Search the entries for the word "func" and pull out each line that has it.
Top of Data in this exercise
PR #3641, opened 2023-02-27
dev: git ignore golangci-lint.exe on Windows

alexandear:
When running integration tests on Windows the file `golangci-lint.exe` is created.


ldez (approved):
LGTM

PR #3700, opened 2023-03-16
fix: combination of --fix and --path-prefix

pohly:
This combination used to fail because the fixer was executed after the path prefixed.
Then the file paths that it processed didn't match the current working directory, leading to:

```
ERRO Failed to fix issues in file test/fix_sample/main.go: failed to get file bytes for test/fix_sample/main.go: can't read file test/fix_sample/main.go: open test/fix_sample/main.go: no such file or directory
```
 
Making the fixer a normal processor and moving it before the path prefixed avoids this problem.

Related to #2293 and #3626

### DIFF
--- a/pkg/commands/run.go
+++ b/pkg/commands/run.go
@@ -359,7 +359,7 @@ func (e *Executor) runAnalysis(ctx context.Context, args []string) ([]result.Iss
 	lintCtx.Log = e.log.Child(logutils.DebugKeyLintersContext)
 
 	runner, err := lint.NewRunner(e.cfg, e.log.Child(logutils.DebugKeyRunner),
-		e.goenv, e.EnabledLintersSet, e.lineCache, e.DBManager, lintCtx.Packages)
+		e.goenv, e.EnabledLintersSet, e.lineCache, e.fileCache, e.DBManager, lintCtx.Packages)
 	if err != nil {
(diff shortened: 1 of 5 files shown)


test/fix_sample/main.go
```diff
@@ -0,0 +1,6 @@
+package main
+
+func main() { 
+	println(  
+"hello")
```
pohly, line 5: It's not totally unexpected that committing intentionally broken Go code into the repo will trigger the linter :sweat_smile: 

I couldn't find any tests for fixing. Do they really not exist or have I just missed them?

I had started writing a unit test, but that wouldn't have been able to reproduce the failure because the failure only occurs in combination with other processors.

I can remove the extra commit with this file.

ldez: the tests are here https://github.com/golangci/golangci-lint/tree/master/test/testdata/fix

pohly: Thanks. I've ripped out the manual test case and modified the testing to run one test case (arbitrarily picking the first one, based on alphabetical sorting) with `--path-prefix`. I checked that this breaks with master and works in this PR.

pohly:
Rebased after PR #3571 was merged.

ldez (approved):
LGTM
Bottom of Data in this exercise
▶ Response to this exercise
@@ -359,7 +359,7 @@ func (e *Executor) runAnalysis(ctx context.Context, args []string) ([]result.Iss
+func main() { 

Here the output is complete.